(Stored data entries)
-.-.-

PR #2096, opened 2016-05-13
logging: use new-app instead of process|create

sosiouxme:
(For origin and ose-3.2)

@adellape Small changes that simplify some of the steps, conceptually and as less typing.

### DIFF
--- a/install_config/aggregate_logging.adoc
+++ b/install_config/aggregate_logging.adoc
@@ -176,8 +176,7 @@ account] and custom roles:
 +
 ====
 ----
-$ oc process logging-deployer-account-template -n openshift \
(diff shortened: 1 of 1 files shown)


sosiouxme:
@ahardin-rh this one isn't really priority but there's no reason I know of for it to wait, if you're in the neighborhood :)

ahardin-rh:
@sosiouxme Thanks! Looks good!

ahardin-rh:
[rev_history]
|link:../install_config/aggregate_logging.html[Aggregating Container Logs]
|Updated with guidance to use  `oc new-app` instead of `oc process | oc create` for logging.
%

-.-.-

Where a line of the records above holds the word "adoc", copy that line.

» Your solution
--- a/install_config/aggregate_logging.adoc
+++ b/install_config/aggregate_logging.adoc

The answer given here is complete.